Why does rvc can't handle emotional voice
Rvc can't properly clone crying,shooting , screaming like voices.., Is there any possible way to solve this issue
+1
+1 @yukiarimo ?
I’m also looking at this issue right now. I just figured out how to train from scratch, so I’ll let you know if it will help and if a “Good dataset is all you need.”
I’m also looking at this issue right now. I just figured out how to train from scratch, so I’ll let you know if it will help and if a “Good dataset is all you need.”
@yukiarimo do you mean training from scratch based on a specific language? If I’m correct, how can I train a specific language with emotions? Could you please share more details about it?
Yes, I’m training from scratch. To train the model to be able to express emotions, you would need:
- Probably create a new speaker in the base model. Or do training from scratch instead of fine-tuning (only if you have 2h+ data)
- When you record, then split the dataset into 3-20s chunks. You can try reading some light novel with emotions, and when doing something special, set “…” or “?” or “!” so the model will distinguish it from the usual monotonic sentence that ends with “.”
- I suggest you play around with the config. There are multiple parameters to change! Have fun!
- If you are unable to record a good dataset, hire a voice actress, as we did. Then, you can have a super high-quality dataset in 48kHz!

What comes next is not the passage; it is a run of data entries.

PR #215, opened 2025-06-26
Try fixing IPR

nicolo-ribaudo:
Fyi @lforst all the commits on GitHub that you did with your Sentry email are not linked to your account anymore (example: https://github.com/tc39/ecma426/commit/063d1a93a1e8610680a0fc9e0e1d3600ae4ef185). You might want to keep the email in your GH settings even if it doesn't exist anymore (as a secondary email) so that they keep linking to your account.


nicolo-ribaudo:
It runs the job from `main`, so the only way to test it is merging.

PR #219, opened 2025-08-12
Scopes: Algorithm for computing original stack frames

hbenl:
## [Preview](https://tc39.es/ecma426/pr/219/)

This is an initial draft of the algorithm for computing original stack frames (implemented [here](https://github.com/hbenl/tc39-proposal-scope-mapping/blob/master/src/getOriginalFrames.ts)).
This PR makes use of `GetOriginalPosition` from #195.

TODO:
- ~handle multiple generated sources and sourcemaps~
- ~handle outlined functions~
- handle frames with generated locations that have no mapping

### DIFF
--- a/spec.emu
+++ b/spec.emu
@@ -2638,6 +2638,413 @@
   </emu-clause>
 </emu-clause>
 
+<emu-clause id="sec-computing-original-stack-frames">
+  <h1>Computing original stack frames</h1>
+  <p></p>
+
+  <emu-clause id="sec-source-maps-record-type">
+    <h1>Source Maps Record</h1>
+    <p>A <dfn id="source-maps-record">Source Maps Record</dfn> associates source URLs to Decoded Source Map Records.</p>
+  </emu-clause>
+
+  <emu-clause id="sec-debugger-position-record-type">
+    <h1>Debugger Position Record</h1>
+    <p>A <dfn id="debugger-position-record">Debugger Position Record</dfn> is a tuple of a source URL and non-negative line and column numbers.</p>
+    <emu-table id="table-debugger-position-record-fields">
+      <table>
+        <thead>
+          <tr>
+            <th>Field Name</th>
+            <th>Value Type</th>
+          </tr>
+        </thead>
+        <tr>
+          <td>[[URL]]</td>
+          <td>a URL or *null*</td>
+        </tr>
+        <tr>
+          <td>[[Line]]</td>
+          <td>a non-negative integral Number</td>
+        </tr>
+        <tr>
+          <td>[[Column]]</td>
+          <td>a non-negative integral Number</td>
+        </tr>
+      </table>
+    </emu-table>
+  </emu-clause>
+
+  <emu-clause id="sec-debugger-bindings-record-type">
+    <h1>Debugger Bindings Record</h1>
+    <p>A <dfn id="debugger-bindings-record">Debugger Bindings Record</dfn> associates variable names to implementation-defined representations of javascript values in the debuggee or to ~unavailable~.</p>
+  </emu-clause>
+
+  <emu-clause id="sec-debugger-scope-record-type">
+    <h1>Debugger Scope Record</h1>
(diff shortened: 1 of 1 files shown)


szuend:
Thanks for writing up the algorithm! I had a cursory initial look.

IMHO `ComputeOriginalFrames` does potentially too much: It'll also have to handle inlining/outlining of frames. Together with building the scope chain for every frame such an abstract operation does a lot.

Rather then having one catch all abstract operation I suggest we spec out some basic building blocks. Concretely I suggest the following 3 "entry point operations":

* `FindOriginalFunctionName(position: GeneratedPosition): string|null`

  This is already somewhat in the current PR, albeit spread out. I'd spec it as:
  
  1. Find inner-most generated range for `position` (already there).
  1. Take the `definition` scope of the inner-most generated range
  1. Walk it outwards until we find a scope with `isStackFrame = true`.
  
* `SymbolizeStackTrace(rawFrames: Array<{url: URL, position: GeneratedPosition}>): Array<{name?: string, position: OriginalPosition}>`

  Doesn't handle scopes at all, purely translates a stack trace from generated source to original source. Note that `rawFrames` can contain frames across different bundles so we need some "implementation-defined" operation to get at the scope information via a raw frames URL.

  This operation expands inlined frames, collapses outlined frames and utilizes `FindOriginalFunctionName` and `GetOriginalPosition` to translate frames.

* `BuildScopeChain(position: GeneratedPosition): OriginalScopeWithValues[]`

  Where `OrigianlScopeWithValues` is a record with:
    * The `OriginalScope`
    * A map of original variable name to the concrete JS value

  This operation does part of whats in `ComputeOriginalFrame` of the PR: Find the inner-most range and get it's definition scope. Walk that scope outwards and also find the corresponding generated range for each scope in the chain.

  I'd suggest though that we don't spec out how the evaluation works: Both Firefox and Chrome have the ability to evaluate expressions in the lexcial environment of a paused position but there might be restrictions. As such, I think it would ok to require a host-defined operation `EvaluateInRange(range: GeneratedRange, expression: string): JSValue`.

  We can leave it up to debuggers how to find the right debugger scope to evaluate `expression` in. We'll already spec how generated ranges relate to concrete ECMAScript grammar productions, so implementations should be able to then find the right debugger scope from that.

szuend:
* Good point that `FindOriginalFunctionName` can return more than one name. Note though that it's kind of the special case of my `SymbolizeStackTrace` with only a single frame.
* Also good point that `BuildScopeChain` needs an original position. Alternatively we could pass in an "inlined frame index". The number of inlined frames is basically the length of the result of `SymbolizeStackTrace` with a single generated position.
* FWIW, Chrome doesn't have the possibility to pass custom bindings via protocol and this would also be non-trivial to implement. On the other hand, I have concrete plans to add a `scopeIndex` to the `Debugger.evaluateOnCallFrame` command, so expressions can be evaluated in an arbitrary scope of a call frame. That is why I'd prefer to keep this implementation-defined. Different engines handle "debug evaluate" or "evaluate in a lexical environment" differently and offer different capabilities, so I don't want to prescribe requirements that no or only half the implementation end up following.

hbenl:
> I have concrete plans to add a scopeIndex to the Debugger.evaluateOnCallFrame command, so expressions can be evaluated in an arbitrary scope of a call frame.

Nice!

> I don't want to prescribe requirements that no or only half the implementation end up following

OK, we could use "evaluate in this scope" in the algorithm and then append a description how "evaluate in this scope" can be emulated using "evaluate with bindings".

szuend:
> > Chrome doesn't have the possibility to pass custom bindings via protocol
> 
> I think this can be emulated using [Runtime.callFunctionOn](https://chromedevtools.github.io/devtools-protocol/tot/Runtime/#method-callFunctionOn).

I'm not sure how'd you create the bindings object in the first place. You'd still need to read the values for generated variables off the stack or out of closure contexts. [Debugger.evaluateOnCallFrame](https://chromedevtools.github.io/devtools-protocol/tot/Debugger/#method-evaluateOnCallFrame) has this built-in by basically building `with` scopes for each scope that know how to read from the stack or closure contexts.

At least from a V8 and Chrome DevTools perspective it would be much easier to just extend `evaluateOnCallFrame` to allow expression evaluation in an arbitrary scope returned by the `Debugger.paused` event.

@yukiarimo What's the trick to train it from scratch? By that, you mean you're not using RVC's original checkpoints anymore, right? Also, what do you mean by setting "..." or "?" Afaik, this model is not conditioned on text
Just modify the code.
I have abandoned this project as I have trained raw VITS on two speakers at 48 kHz, and the conversion works perfectly with all emotions, prosody, and style in place.